The pattern across all four: the places with the best tools still have the worst coverage of the long tail, and the long tail is what an autonomous attacker farms.
What actually helps, inside the window
The genuinely hopeful thread running through all of this is that defense scales the same way offense does. Mozilla is the proof. The asymmetry attackers enjoy — cheap, parallel, tireless probing — is available to defenders first, because defenders have the source code, the test infrastructure and a head start through Trusted-Access programmes.
So the work is unglamorous and known. AISI and the NCSC keep pointing at the same boring fundamentals because they are what an automated attacker actually defeats: fast, universal patching; tight access controls and credential hygiene; comprehensive logging so abuse is visible; and — the new item — running frontier models against your own estate before someone else runs theirs against it.

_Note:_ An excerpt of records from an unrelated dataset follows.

PR #14377, opened 2024-09-17
feat(connect): return device info with method response

martykan:
## Description

Return additional info about device along with response payload. 
This is especially useful for core-in-popup or mobile, due to the lack of device events.

Eg.

```
{
  "id": 2,
  "success": true,
  "payload": {
    ...
  },
  "device": {
    "path": "E97D0BCE6A73CC77DDBA324D",
    "state": {
      "sessionId": "...",
      "staticSessionId": "abc@xyz:0"
    },
    "instance": 0
  }
}
```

Governments can shorten the window’s downside by funding resilience (the UK just committed £90m), preparing for “patch-wave” surges, and treating model evaluations as early-warning infrastructure rather than press releases.
The two views worth holding at once: this could be the moment defenders finally get ahead of a problem that has favored attackers for thirty years — or it could be the moment the advantage transfers wholesale to anyone with a GPU and a downloaded model. Which one we get is not decided by the models. It is decided by what we do in the months we cannot precisely count, before the choice is made for us.
The clock is already running. We just can’t see the face.
Sources: Mozilla Hacks (April 2026 Firefox security writeup); UK AI Security Institute evaluations of GPT-5.5 and Claude Mythos Preview cyber capabilities; OpenRouter / open-weight market analyses, May 2026. Figures are current as of publication and will move quickly.